By then, use of elves as the preferred plural for the creature was well established in English, following the example set by many other nouns that end in an –f that converts to a v when the noun in pluralized: shelf becomes shelves; scarf (usually) becomes scarves; wolf and calf becomes wolves and calves. We speak of the leaves on the trees, a den of thieves, two halves making a whole. Then there are those nouns that end in –fe: wife and knife become wives and knives.

Spelling, in this case, is determined by phonetics. The voiceless \f\ sound that ends these words became a voiced \v\ simply by habit of speech when the word in question was pluralized. This rule doesn’t apply to all such nouns, however. Serf, for example, gets pluralized with a standard –s: serfs. Chief, despite ending in the same three letters as thief, gets pluralized as chiefs. Same with briefs, beliefs, roofs, and reliefs, as well as just about all words ending in double-f: tariffs, bailiffs, sheriffs, cliffs, mastiffs, bluffs, cuffs, earmuffs.

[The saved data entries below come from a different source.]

Issue #1992, opened 2024-09-02
[gonum/optimize/convex/lp] Feature Request: Integer Programming


Aurora2500:
I'm proposing to add integer programming to gonum. 

### How does Gonum not allow you to achieve your goal?
[Integer programming](https://en.wikipedia.org/wiki/Integer_programming) is a specific variant of linear programming in which some or all variables are constrained to be whole integer numbers.

Currently the `gonum/optimize/convex/lp` package only features a `Simplex` function, which is only able to optimize for real numbered variables.

It is missing an integer programming optimizer, and these are complex enough to not expect a user of the library to implement for themselves. Thus I'm requesting to add such functionality to the library itself.

### Is this feature absent from the current master?
Yes

### Are you able to help contribute the feature?
I'd be willing to try & implement some parts of it.

Aurora2500:
I've implemented a basic branch & bound algorithm in my own project I'm working on I could add to the library if it's accepted, it might not be the most efficient solution but it's better than nothing.

PR #1994, opened 2024-09-03
[optimize/convex/lp] Implemented basic branch and bound

Aurora2500:
I implemented branch & bound using the existing simplex functions to allow for integer programming, closing #1992. 

Please take a look.

### DIFF
--- a/CONTRIBUTORS
+++ b/CONTRIBUTORS
@@ -19,6 +19,7 @@ Alexander Egurnov <alexander.egurnov@gmail.com>
 Andrei Blinnikov <goofinator@mail.ru>
 Andrew Brampton <brampton@gmail.com>
 antichris <chris@u-d13.com>
+Aurora Zuoris <programming.aurora@gmail.com>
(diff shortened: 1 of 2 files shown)


kutlay:
The current simplex implementation in the repository returns 3 variables, you are using a simplex implementation that returns 4 variable. Is that an implementation that you haven't shared yet?

vladimir-ch:
@Aurora2500 Sorry the PR has been sitting here without a response for so long, I don't have much bandwidth lately for the project. If you're still interested in the PR, I'll try to find time to take a look but could you please first add tests that cover the newly added code?

Aurora2500:
Sure! Bit busy these days but I'll try to get one done by the end of the week.

Aurora2500:
Added a test that checks for a known solution and a test that fails specifically for BNB.

There are a bunch of other ways it can fail but I figured they're specific to Simplex, as that's what I'm using under the hood, so if there's an issue with those then the simplex tests would catch that & my code shouldn't be concerened with it imo.

Issue #1865, opened 2023-06-03
Proposal: multivariate & multivariable analysis


petric3:
I'm mechanical engineer migrated from python about 3 years ago. I'm really happy with golang, have speeded up my analyses 80-100x. I really like to promote golang in our community and most of the time I'm asked how's coverage with the libraries for 
1. regression analysis 
2. polynomial fitting and
3. nonlinear analysis. 

One thing myself is really missing is multivariate & multivariable (MISO & MIMO) linear regression analysis. I believe if such packages would be implemented, golang would get much more attention and community would rise quickly. 

Thank you for your efforts and keep up with the good work.

smjure:
+1

xslasd:
+1

PR #1998, opened 2024-10-28
statmat: added multi linear and lasso regression

aouyang1:
Hello! First time contributor here. I've been working on some multi-linear regression work lately and wanted to see if some of that could also be integrated here. This only partially solves some of the features requested in #1865 (MISO) but can extend it to more if we want to in this PR. I tried my best to follow similar conventions that I saw in the existing modules, but let me know what I can change to make it more similar.

The 2 new regression structs are OLSRegression and LassoRegression.
* OLSRegressions uses a QR decomposition to compute ordinary least squares with multiple features. I'm sure there's more efficient algorithms here.
* LassoRegression uses coordinate descent to find the optimal weights.

Each implement the following:
```
Fit(x, y mat.Matrix) error
Predict(x mat.Matrix) ([]float64, error)
Score(x, y mat.Matrix) (float64, error)
Intercept() float64
Coef() []float64
```
Inspired by the Python sklearn interface

### DIFF
--- a/stat/statmat.go
+++ b/stat/statmat.go
@@ -5,6 +5,8 @@
 package stat
 
 import (
+	"errors"
+	"fmt"
 	"math"
 
 	"gonum.org/v1/gonum/floats"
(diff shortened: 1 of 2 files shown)


kortschak (commented):
I've taken a brief look through this. There is more API here that I think is necessary. Also there are error returns that do not conform to the approach that we use in Gonum packages; we use error returns for error conditions that the user could not know before calling a function, but panics for cases where the calling parameters do not conform to the documented invariants for the call. Please match this.

I'll take a deeper look in the next week or so.

aouyang1:
> I've taken a brief look through this. There is more API here that I think is necessary. Also there are error returns that do not conform to the approach that we use in Gonum packages; we use error returns for error conditions that the user could not know before calling a function, but panics for cases where the calling parameters do not conform to the documented invariants for the call. Please match this.
> 
> I'll take a deeper look in the next week or so.

Thanks for explaining the differences! Will get the errors addressed and converted.

kortschak (commented):
The API is too complex here. I'd estimate that we could make this somewhere between 1/3 and 2/3 of the code that's here by removing the

aouyang1:
> The API is too complex here. I'd estimate that we could make this somewhere between 1/3 and 2/3 of the code that's here by removing the extraneous code.

Sounds good! Will take a crack at simplifying it and model something close to the LinearRegression method.

stat/statmat.go
```diff
@@ -140,3 +141,454 @@ func Mahalanobis(x, y mat.Vector, chol *mat.Cholesky) float64 {
...
+}
+
+// SoftThreshold returns 0.0 if the value is less than or equal to the gamma input
+func SoftThreshold(x, gamma float64) float64 {
+	res := math.Max(0, math.Abs(x)-gamma)
+	if math.Signbit(x) {
+		return -res
+	}
+	return res
+}
```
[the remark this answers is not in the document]
aouyang1: good point. will make it private

stat/statmat.go
```diff
@@ -140,3 +141,454 @@ func Mahalanobis(x, y mat.Vector, chol *mat.Cholesky) float64 {
...
+
+	return o
+}
+
+// NewDefaultOLSOptions returns a default set of OLS Regression options
+func NewDefaultOLSOptions() *OLSOptions {
+	return &OLSOptions{
+		FitIntercept: true,
+	}
+}
```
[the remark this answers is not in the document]
aouyang1: Got rid of a lot of the boiler plate. Let me know if this is more of what you were thinking. Took a look at the LinearRegression and the PrincipalComponent methods.

stat/statmat_test.go
```diff
@@ -303,6 +306,235 @@ func TestMahalanobis(t *testing.T) {
...
+	testData := map[string]struct {
+		x         *mat.Dense
+		y         *mat.Dense
+		model     LassoModel
+		err       error
+		tol       float64
+		intercept float64
+		coef      []float64
+	}{
+		"invalid lambda": {
```
kortschak, line 336:
```suggestion
		"invalid_lambda": {
```
(similar throughout; it simplifies finding cases)

stat/statmat_test.go
```diff
@@ -303,6 +306,235 @@ func TestMahalanobis(t *testing.T) {
...
+			panic("bad test: ragged input")
+		}
+		d = append(d, row...)
+	}
+	return r, c, d
+}
+
+func TestLassoRegression(t *testing.T) {
+	// y = 2 + 3*x0 + 4*x1
+	testData := map[string]struct {
```
kortschak, line 327: Please don't do this with a map. Use a struct with a name field. Also put the test cases in a global var, `lassoRegressionTests`, above the `TestLassoRegression` func decl.

stat/statmat_test.go
```diff
@@ -287,7 +289,8 @@ func TestMahalanobis(t *testing.T) {
 				[]float64{
 					0.8, 0.3, 0.1,
 					0.3, 0.7, -0.1,
-					0.1, -0.1, 7}),
+					0.1, -0.1, 7,
+				}),
```
kortschak, line 293: Let's leave these formatting changes alone. Please revert this and the changes above in this file.

stat/statmat_test.go
```diff
@@ -303,6 +306,235 @@ func TestMahalanobis(t *testing.T) {
...
+func TestOLSRegression(t *testing.T) {
+	// y = 2 + 3*x0 + 4*x1
+	testData := map[string]struct {
+		x         *mat.Dense
+		y         *mat.Dense
+		model     OLSModel
+		tol       float64
+		intercept float64
+		coef      []float64
+	}{
```
kortschak, line 471: Similar here.

stat/statmat_test.go
```diff
@@ -321,6 +553,7 @@ func benchmarkCovarianceMatrix(b *testing.B, m mat.Matrix) {
 		CovarianceMatrix(&res, m, nil)
 	}
 }
+
```
kortschak, line 556: Please revert these formatting changes.

stat/statmat_test.go
```diff
@@ -478,3 +718,65 @@ func BenchmarkCorrToCov(b *testing.B) {
 		corrToCov(cc, sigma)
 	}
 }
+
+func BenchmarkLassoRegression(b *testing.B) {
```
kortschak, line 722: If we're adding benchmarks, they will need to have a timer reset after the set-up, but also the set up doesn't need to do all the work that it is; it should work directly into `x`, and the matrix constructions should happen outside the benchmark loop.

stat/statmat_test.go
```diff
@@ -478,3 +718,65 @@ func BenchmarkCorrToCov(b *testing.B) {
...
+	for i := 0; i < b.N; i++ {
+		m, n, d := flatten(data)
+		x := mat.NewDense(m, n, d)
+		y := mat.NewDense(nObs, 1, data2)
+		model := &LassoModel{FitIntercept: false}
+		model.Fit(x, y)
+	}
+}
+
+func BenchmarkOLSRegression(b *testing.B) {
```
kortschak, line 752: Same here.

kortschak (commented):
This looks much more manageable.

Initial review only.

tiloburgey:
Hi, thank you guys for the work you've put in. What's the status of this PR, because I'd really like to see this feature in the main branch.

aouyang1:
> Hi, thank you guys for the work you've put in. What's the status of this PR, because I'd really like to see this feature in the main branch.

It's in early review right now. I should have this PR up to date with the changes needed described in the comments.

Elves and Dwarves (or Dwarfs?)

A noun comparable to elf that went its own route when it came to establishing a plural is dwarf. While both dwarfs and dwarves have demonstrated historical use for the noun (which, like elf, derives from Old English), the preference for dwarfs was perhaps encouraged by the title of Disney’s 1937 animated film Snow White and the Seven Dwarfs.

But the popular fantasy writer J. R. R. Tolkien preferred the plural form dwarves in his works, possibly as a deliberate echo of elves:

As they sang the hobbit felt the love of beautiful things made by hands and by cunning and by magic moving through him, a fierce and jealous love, the desire of the hearts of dwarves.
— J.R.R. Tolkien, The Hobbit, 1937

In a foreword to The Hobbit, Tolkien acknowledged that dwarfs was the “only correct plural” of dwarf, but that he had opted for dwarves “only when speaking of the ancient people to whom Thorin Oakenshield and his companions belonged.”